End-to-end learning for the nonlinear fiber channel

The ever–growing data traffic demand has been driving the optical networks to constantly evolve over the years. To efficiently meet this demand, the future optical communication systems have to be continuously upgraded to offer higher capacity. In recent years, machine learning has gained traction as an approach to further increase capacity.

A promising direction is the use of autoencoders, which can be utilized to optimize both the transmitter and receiver jointly for a specific channel model and performance metric, also known as end–to–end learning. The methods presented in this thesis contribute to the state–of–the–art in end–to–end learning for optical communication systems with three main contributions.

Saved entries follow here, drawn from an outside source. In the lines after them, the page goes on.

PR #11424, opened 2021-12-22
 fix(scripts): add deps and fix route init for delete acct script

chenba:
Because:
 - the script was erroring due to
   - missing dependencies
   - change in the account routes export

This commit:
 - add the ProfileClient Firestore deps to the Container
 - fix account routes init
 - add a test

### DIFF
--- a/packages/fxa-auth-server/scripts/delete-account.js
+++ b/packages/fxa-auth-server/scripts/delete-account.js
@@ -22,15 +22,31 @@
 
 const { StatsD } = require('hot-shots');
 const { Container } = require('typedi');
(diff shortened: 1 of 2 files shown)


vbudhram (dismissed):
@chenba Possible to add a small test for this, maybe based on https://github.com/mozilla/fxa/blob/6a42d1d7343a79e4e05200793e7a91a9b67ca1be/packages/fxa-auth-server/test/scripts/verification-reminders.js#L33-L32 which just test it can run. Otw LGTM!

dannycoates (approved):

PR #11430, opened 2021-12-22
chore(ci): use node 16 in circleci

dannycoates:
Last time node 16 seemed to cause higher test instability so we rolled it back but maybe we've fixed enough kinks now.


dannycoates:
If this works well we can update the docker image version to 16 too

chenba (approved):

Issue #11335, opened 2021-12-14
Unhandled Stripe event received.


bbangert:
https://sentry.prod.mozaws.net/operations/fxa-auth-prod/issues/13612736/?referrer=github_plugin

```
Unhandled Stripe event received.
```

In this case, our code is looking for payment_method.automatically_updated, but Stripe is sending payment_method.card_automatically_updated which we should account for. The Stripe types in the SDK appear to be incorrect for the naming.

┆Issue is synchronized with this [Jira Task](https://mozilla-hub.atlassian.net/browse/FXA-4321)

PR #11431, opened 2021-12-23
fix(subscriptions): update a payment method webhook event type

chenba:
Because:
 - there's a mismatch between an event type in Stripe's SDK types and
   docs and what's actually sent

This commit:
 - update the type to the one that's actually in the payload

Closes: #11335


biancadanforth (approved):
LGTM. Unusual bug since it's also in their TS.

PR #11699, opened 2022-01-21
chore(circleci): Update expiring images

clouserw:
Because:

* The convenience images are expiring on Feb 7

This commit:

* Updates to use the new images


clouserw:
I noticed here https://discuss.circleci.com/t/legacy-convenience-image-deprecation/41034 that our mysql images have been deprecated since Jan 1 of last year and are no longer supported starting on Feb 7.  This will update them to the new images

dannycoates (approved):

First, optimization of an autoencoder utilizing a gradient–free training method based on Bayesian filtering is studied. Typically, an autoencoder requires a differentiable channel model to be optimized using a gradient–based algorithm. However, this requirement can be limiting since practical channel models often have non–differentiable parts.

An autoencoder for geometric constellation shaping is employed to numerically validate the proposed method on four different channel models and compare it to established optimization methods. Second, a robustness optimization procedure to learn a constellation shape robust to varying channel conditions utilizing an autoencoder was proposed.

The optimization procedure relies on varying parameters of a simple differentiable channel model, whereas the testing is performed on a more realistic channel. It is demonstrated that a constellation robust to signal-to-noise ratio and laser linewidth uncertainties can be learned. The analysis is expanded by breaking down the signal-to-noise ratio uncertainty into launch power and amplifier noise figure uncertainties.

Third, the influence of a limited hardware bit resolution on an autoencoder for geometric constellation shaping is analysed. Two performance metrics are considered, mutual information and generalized mutual information. The results of the analysis demonstrate that generalized mutual information requires a higher bit resolution than mutual information.